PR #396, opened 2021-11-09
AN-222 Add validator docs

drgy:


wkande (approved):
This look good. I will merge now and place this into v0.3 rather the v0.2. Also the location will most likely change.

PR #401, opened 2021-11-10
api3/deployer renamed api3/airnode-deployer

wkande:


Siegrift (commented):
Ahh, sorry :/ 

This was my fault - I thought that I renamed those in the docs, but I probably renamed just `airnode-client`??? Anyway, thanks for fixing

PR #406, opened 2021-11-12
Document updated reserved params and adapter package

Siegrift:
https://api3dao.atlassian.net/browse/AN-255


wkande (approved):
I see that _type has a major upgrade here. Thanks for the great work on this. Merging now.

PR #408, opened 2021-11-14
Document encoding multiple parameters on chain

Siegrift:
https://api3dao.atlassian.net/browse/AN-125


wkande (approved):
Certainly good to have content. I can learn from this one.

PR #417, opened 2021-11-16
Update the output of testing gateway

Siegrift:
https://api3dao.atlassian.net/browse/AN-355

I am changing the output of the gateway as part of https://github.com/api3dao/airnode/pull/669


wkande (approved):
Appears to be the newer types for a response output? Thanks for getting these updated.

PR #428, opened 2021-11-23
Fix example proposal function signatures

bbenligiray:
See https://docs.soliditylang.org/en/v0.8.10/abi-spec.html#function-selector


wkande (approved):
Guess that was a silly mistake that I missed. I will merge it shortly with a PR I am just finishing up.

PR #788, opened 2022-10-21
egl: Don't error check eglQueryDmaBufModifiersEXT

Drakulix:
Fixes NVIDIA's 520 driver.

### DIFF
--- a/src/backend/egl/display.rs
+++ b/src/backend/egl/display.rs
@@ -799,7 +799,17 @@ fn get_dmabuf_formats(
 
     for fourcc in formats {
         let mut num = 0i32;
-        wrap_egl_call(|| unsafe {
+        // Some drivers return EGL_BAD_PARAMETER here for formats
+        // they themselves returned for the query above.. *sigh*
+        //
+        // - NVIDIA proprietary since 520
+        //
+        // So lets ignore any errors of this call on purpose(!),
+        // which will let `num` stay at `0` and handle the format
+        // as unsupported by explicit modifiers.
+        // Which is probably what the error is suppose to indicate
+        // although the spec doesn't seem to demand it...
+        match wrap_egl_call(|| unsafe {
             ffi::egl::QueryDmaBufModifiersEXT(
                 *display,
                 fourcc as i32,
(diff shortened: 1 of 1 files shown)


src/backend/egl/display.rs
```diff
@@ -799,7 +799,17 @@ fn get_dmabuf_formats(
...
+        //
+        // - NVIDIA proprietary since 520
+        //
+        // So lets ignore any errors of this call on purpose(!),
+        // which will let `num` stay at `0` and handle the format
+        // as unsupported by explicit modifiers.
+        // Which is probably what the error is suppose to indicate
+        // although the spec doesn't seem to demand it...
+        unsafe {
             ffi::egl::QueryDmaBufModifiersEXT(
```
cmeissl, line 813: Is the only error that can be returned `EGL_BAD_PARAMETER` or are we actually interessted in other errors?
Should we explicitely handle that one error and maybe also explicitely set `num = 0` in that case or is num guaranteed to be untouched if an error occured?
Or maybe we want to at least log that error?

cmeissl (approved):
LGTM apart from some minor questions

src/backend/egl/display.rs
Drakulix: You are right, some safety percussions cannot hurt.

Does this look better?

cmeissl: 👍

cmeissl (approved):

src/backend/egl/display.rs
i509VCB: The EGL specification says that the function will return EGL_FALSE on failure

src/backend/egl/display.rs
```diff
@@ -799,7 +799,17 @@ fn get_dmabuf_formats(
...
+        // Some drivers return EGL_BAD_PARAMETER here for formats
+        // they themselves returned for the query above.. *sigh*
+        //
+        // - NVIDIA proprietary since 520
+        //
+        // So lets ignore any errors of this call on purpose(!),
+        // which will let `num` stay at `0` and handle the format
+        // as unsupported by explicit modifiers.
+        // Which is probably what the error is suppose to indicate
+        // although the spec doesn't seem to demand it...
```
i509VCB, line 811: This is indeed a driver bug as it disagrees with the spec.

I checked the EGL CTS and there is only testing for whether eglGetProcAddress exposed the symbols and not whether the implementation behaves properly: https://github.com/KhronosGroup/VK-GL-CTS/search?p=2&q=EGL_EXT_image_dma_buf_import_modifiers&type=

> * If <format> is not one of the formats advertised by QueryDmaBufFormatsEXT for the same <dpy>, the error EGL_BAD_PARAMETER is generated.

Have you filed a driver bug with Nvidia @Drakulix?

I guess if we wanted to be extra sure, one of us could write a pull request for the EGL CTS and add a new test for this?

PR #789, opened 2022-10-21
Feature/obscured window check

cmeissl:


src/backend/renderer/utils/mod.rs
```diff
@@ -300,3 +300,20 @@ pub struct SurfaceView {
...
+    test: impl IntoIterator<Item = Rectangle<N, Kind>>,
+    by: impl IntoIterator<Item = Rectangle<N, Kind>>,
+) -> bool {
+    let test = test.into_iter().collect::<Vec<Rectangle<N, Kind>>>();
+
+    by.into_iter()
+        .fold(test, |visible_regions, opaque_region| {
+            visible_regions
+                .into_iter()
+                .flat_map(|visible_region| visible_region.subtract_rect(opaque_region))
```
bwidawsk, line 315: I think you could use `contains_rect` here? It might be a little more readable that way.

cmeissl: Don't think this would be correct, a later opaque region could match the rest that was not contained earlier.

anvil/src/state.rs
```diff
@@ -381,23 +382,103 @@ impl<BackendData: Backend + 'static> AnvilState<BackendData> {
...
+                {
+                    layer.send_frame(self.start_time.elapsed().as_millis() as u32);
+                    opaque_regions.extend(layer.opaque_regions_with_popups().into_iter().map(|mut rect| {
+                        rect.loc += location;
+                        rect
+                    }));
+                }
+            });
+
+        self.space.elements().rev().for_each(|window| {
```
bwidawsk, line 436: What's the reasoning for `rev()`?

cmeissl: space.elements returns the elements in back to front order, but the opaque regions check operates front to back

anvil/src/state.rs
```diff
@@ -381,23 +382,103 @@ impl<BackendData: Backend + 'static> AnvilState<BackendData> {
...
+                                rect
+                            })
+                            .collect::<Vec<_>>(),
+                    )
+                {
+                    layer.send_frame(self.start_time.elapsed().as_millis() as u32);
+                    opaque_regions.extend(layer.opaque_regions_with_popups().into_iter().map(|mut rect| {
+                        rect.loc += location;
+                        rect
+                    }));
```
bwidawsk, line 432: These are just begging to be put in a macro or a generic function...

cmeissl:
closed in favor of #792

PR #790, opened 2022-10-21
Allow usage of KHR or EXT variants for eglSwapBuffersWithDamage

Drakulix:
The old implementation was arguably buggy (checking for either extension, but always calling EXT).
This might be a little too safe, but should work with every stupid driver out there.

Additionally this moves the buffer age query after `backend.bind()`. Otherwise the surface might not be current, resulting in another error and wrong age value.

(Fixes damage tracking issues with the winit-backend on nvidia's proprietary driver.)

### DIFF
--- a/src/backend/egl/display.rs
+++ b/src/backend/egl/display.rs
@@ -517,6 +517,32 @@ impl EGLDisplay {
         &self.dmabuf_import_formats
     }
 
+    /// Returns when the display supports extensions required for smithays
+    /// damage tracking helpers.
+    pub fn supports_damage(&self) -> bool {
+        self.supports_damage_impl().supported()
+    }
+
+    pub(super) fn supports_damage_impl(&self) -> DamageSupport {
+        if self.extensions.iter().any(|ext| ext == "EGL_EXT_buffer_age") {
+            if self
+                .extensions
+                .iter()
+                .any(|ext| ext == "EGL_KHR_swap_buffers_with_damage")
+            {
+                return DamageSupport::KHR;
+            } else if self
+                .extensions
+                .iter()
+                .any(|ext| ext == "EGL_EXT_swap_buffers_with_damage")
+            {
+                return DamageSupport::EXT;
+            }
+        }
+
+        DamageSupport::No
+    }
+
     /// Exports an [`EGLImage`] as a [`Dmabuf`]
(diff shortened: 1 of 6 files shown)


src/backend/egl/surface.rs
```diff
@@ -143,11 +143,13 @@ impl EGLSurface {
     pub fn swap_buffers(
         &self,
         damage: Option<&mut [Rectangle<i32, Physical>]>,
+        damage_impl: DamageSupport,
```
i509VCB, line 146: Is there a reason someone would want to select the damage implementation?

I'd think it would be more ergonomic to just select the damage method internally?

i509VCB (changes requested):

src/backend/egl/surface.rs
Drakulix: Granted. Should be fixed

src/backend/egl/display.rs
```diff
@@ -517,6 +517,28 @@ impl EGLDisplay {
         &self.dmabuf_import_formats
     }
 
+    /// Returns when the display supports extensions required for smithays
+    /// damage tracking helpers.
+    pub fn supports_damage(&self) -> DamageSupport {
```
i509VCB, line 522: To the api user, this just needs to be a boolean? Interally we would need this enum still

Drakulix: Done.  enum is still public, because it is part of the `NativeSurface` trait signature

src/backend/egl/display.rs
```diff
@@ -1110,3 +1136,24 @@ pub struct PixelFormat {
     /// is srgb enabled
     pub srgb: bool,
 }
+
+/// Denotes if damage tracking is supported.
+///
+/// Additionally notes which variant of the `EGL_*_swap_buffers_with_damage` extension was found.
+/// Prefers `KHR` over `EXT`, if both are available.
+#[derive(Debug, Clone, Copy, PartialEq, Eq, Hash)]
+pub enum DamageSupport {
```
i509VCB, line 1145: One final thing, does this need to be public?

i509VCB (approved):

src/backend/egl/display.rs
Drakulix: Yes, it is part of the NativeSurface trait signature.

::::

> Directions
Filter the records above and copy every line that contains the word "implementation".

> Exercise solution
I checked the EGL CTS and there is only testing for whether eglGetProcAddress exposed the symbols and not whether the implementation behaves properly: https://github.com/KhronosGroup/VK-GL-CTS/search?p=2&q=EGL_EXT_image_dma_buf_import_modifiers&type=
The old implementation was arguably buggy (checking for either extension, but always calling EXT).
i509VCB, line 146: Is there a reason someone would want to select the damage implementation?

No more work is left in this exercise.